◆ What to work on
Say how many of the lines below include the word "strings". Only the number should be given.

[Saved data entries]
PR #836, opened 2018-10-03
Change autopilot strings

michaelWuensch:
## Description:

Changes for the Autopilot selection strings. 

## Motivation and Context:

In some languages like german, the order of the words was wrong and could not be fixed within Crowdin.

## How Has This Been Tested?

◆ Written reply
2